### Data shown ###

PR #522, opened 2020-10-16
Docker refactoring

Mec-iS:
This PR implement Poetry for Docker and get rid of `requirements.txt`. This will avoid dependencies conflicts from now on thanks to the lock file.

I am not 100% sure the `Dockerfile` is done correctly, please try `docker-compose up --build` locally and provide suggestions about how to make this safer and more stable.


chrizandr:
I think you need to do `pip install poetry` in `before_install`. See example here: https://gitmemory.com/issue/sdispater/poetry/366/488720509

.travis.yml
```diff
@@ -1,11 +1,10 @@
 language: python
 python:
-  - "3.6"
-  - "3.6-dev"  # 3.6 development branch
   - "3.7"
   - "3.7-dev" # 3.7 development branch
 install:
-  - pip install -r requirements.txt --no-cache
+  - pip install poetry
```
king-11, line 6: From the poetry docs, the recommended method to install poetry is not to use pip rather their own script

king-11:
@Mec-iS I can work on this if you aren't

Mec-iS:
> @Mec-iS I can work on this if you aren't

sorry for the late reply. You don't need to ask for permission. You can just follow the Github Flow and open a PR.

###

From the first line to the last, return the records unchanged.

PR #522, opened 2020-10-16
Docker refactoring

Mec-iS:
This PR implement Poetry for Docker and get rid of `requirements.txt`. This will avoid dependencies conflicts from now on thanks to the lock file.

I am not 100% sure the `Dockerfile` is done correctly, please try `docker-compose up --build` locally and provide suggestions about how to make this safer and more stable.


chrizandr:
I think you need to do `pip install poetry` in `before_install`. See example here: https://gitmemory.com/issue/sdispater/poetry/366/488720509

.travis.yml
```diff
@@ -1,11 +1,10 @@
 language: python
 python:
-  - "3.6"
-  - "3.6-dev"  # 3.6 development branch
   - "3.7"
   - "3.7-dev" # 3.7 development branch
 install:
-  - pip install -r requirements.txt --no-cache
+  - pip install poetry
```
king-11, line 6: From the poetry docs, the recommended method to install poetry is not to use pip rather their own script

king-11:
@Mec-iS I can work on this if you aren't

Mec-iS:
> @Mec-iS I can work on this if you aren't

sorry for the late reply. You don't need to ask for permission. You can just follow the Github Flow and open a PR.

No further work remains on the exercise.